WORK TO BE COMPLETED: Read each of the lines below and tally those with "github"; the tally is the whole answer.

=== DATA PROVIDED ===

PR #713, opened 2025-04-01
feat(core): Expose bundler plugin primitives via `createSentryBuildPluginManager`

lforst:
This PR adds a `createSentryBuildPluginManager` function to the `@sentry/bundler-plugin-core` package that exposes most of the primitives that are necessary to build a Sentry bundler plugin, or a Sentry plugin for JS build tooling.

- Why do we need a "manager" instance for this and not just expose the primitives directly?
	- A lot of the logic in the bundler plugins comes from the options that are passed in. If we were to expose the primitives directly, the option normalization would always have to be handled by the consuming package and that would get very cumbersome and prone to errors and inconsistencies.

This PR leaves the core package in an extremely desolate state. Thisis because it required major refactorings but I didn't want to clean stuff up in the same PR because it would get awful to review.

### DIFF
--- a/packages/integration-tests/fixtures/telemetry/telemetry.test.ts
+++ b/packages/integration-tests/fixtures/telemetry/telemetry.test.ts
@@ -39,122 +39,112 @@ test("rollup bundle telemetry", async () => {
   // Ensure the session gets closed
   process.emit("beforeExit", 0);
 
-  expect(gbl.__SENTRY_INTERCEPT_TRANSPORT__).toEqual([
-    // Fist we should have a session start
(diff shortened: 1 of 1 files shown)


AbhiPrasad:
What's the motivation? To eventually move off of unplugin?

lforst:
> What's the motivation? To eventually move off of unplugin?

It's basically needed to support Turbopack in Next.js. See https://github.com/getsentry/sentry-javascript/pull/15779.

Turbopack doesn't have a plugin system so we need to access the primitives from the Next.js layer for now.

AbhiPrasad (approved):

===
=== DATA PROVIDED ===

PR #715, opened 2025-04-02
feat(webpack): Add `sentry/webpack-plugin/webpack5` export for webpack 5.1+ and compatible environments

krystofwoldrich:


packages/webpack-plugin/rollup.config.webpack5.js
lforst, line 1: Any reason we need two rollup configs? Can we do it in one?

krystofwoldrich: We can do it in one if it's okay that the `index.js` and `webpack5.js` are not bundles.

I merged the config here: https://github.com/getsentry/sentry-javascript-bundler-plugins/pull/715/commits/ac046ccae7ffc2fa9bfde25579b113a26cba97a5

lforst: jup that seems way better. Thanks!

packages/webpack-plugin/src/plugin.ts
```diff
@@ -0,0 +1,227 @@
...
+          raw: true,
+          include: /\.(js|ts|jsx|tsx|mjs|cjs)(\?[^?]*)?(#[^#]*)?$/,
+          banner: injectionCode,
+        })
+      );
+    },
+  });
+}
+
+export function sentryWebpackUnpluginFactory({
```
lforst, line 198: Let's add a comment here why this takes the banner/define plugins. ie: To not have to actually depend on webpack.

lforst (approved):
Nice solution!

===

RESPONSE: 2